### EXERCISE BRIEF
In the data that follows, each entry is to be restated exactly.

***

PR #220, opened 2020-07-01
Further optimize allUrns query

paytonrules:
Replace DISTINCT with GROUP BY and inner join which reduces the time for me locally against staging. 

For the original query a recent run gives me:

```sql
WITH distinct_urn_snapshots AS (
    SELECT DISTINCT ON (urn_identifier, ilk_identifier)
        urn_identifier, ilk_identifier, block_height, ink, coalesce(art, 0), created, updated
        FROM api.urn_snapshot
        WHERE block_height <= api.max_block()
        ORDER BY urn_identifier, ilk_identifier, updated DESC)
SELECT *
    FROM distinct_urn_snapshots
    LIMIT NULL::integer
    OFFSET 0
```
```
Successfully run. Total query runtime: 895 msec.
8057 rows affected.
```

The new version: 
```sql
-- My database has been migrated
SELECT * from api.all_urns();
```
```
Successfully run. Total query runtime: 321 msec.
8057 rows affected.
```

### DIFF
--- a/db/schema.sql
+++ b/db/schema.sql
@@ -957,14 +957,15 @@ CREATE TABLE api.urn_snapshot (
 CREATE FUNCTION api.all_urns(block_height bigint DEFAULT api.max_block(), max_results integer DEFAULT NULL::integer, result_offset integer DEFAULT 0) RETURNS SETOF api.urn_snapshot
     LANGUAGE sql STABLE
     AS $$
-WITH distinct_urn_snapshots AS (
-    SELECT DISTINCT ON (urn_identifier, ilk_identifier)
-        urn_identifier, ilk_identifier, block_height, ink, coalesce(art, 0), created, updated
-        FROM api.urn_snapshot
-        WHERE block_height <= all_urns.block_height
-        ORDER BY urn_identifier, ilk_identifier, updated DESC)
-SELECT *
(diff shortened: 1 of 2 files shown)


db/schema.sql
```diff
@@ -2,8 +2,8 @@
 -- PostgreSQL database dump
 --
 
--- Dumped from database version 11.6
--- Dumped by pg_dump version 11.6
+-- Dumped from database version 11.8
+-- Dumped by pg_dump version 11.8
```
rmulhol: If it's possible to generate this schema without the version bump, that would be cool - think we're running 11.6 in the deploy. nbd since I don't think this schema actually gets used in the deploy, but I'd lean toward maintaining the match if it's not too much trouble (esp so we know that what we see locally reflects what we'd expect on deploy).

rmulhol (approved):
LGTM!

Could be cool to drop the benchmarks/query plans in the PR description for additional context - I wouldn't have expected a significant difference between these implementations

db/schema.sql
paytonrules: Did not mean to do a version bump.

paytonrules: 👍  - fixed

***

### RESPONSE AREA
PR #220, opened 2020-07-01
Further optimize allUrns query

paytonrules:
Replace DISTINCT with GROUP BY and inner join which reduces the time for me locally against staging. 

For the original query a recent run gives me:

```sql
WITH distinct_urn_snapshots AS (
    SELECT DISTINCT ON (urn_identifier, ilk_identifier)
        urn_identifier, ilk_identifier, block_height, ink, coalesce(art, 0), created, updated
        FROM api.urn_snapshot
        WHERE block_height <= api.max_block()
        ORDER BY urn_identifier, ilk_identifier, updated DESC)
SELECT *
    FROM distinct_urn_snapshots
    LIMIT NULL::integer
    OFFSET 0
```
```
Successfully run. Total query runtime: 895 msec.
8057 rows affected.
```

The new version: 
```sql
-- My database has been migrated
SELECT * from api.all_urns();
```
```
Successfully run. Total query runtime: 321 msec.
8057 rows affected.
```

### DIFF
--- a/db/schema.sql
+++ b/db/schema.sql
@@ -957,14 +957,15 @@ CREATE TABLE api.urn_snapshot (
 CREATE FUNCTION api.all_urns(block_height bigint DEFAULT api.max_block(), max_results integer DEFAULT NULL::integer, result_offset integer DEFAULT 0) RETURNS SETOF api.urn_snapshot
     LANGUAGE sql STABLE
     AS $$
-WITH distinct_urn_snapshots AS (
-    SELECT DISTINCT ON (urn_identifier, ilk_identifier)
-        urn_identifier, ilk_identifier, block_height, ink, coalesce(art, 0), created, updated
-        FROM api.urn_snapshot
-        WHERE block_height <= all_urns.block_height
-        ORDER BY urn_identifier, ilk_identifier, updated DESC)
-SELECT *
(diff shortened: 1 of 2 files shown)


db/schema.sql
```diff
@@ -2,8 +2,8 @@
 -- PostgreSQL database dump
 --
 
--- Dumped from database version 11.6
--- Dumped by pg_dump version 11.6
+-- Dumped from database version 11.8
+-- Dumped by pg_dump version 11.8
```
rmulhol: If it's possible to generate this schema without the version bump, that would be cool - think we're running 11.6 in the deploy. nbd since I don't think this schema actually gets used in the deploy, but I'd lean toward maintaining the match if it's not too much trouble (esp so we know that what we see locally reflects what we'd expect on deploy).

rmulhol (approved):
LGTM!

Could be cool to drop the benchmarks/query plans in the PR description for additional context - I wouldn't have expected a significant difference between these implementations

db/schema.sql
paytonrules: Did not mean to do a version bump.

paytonrules: 👍  - fixed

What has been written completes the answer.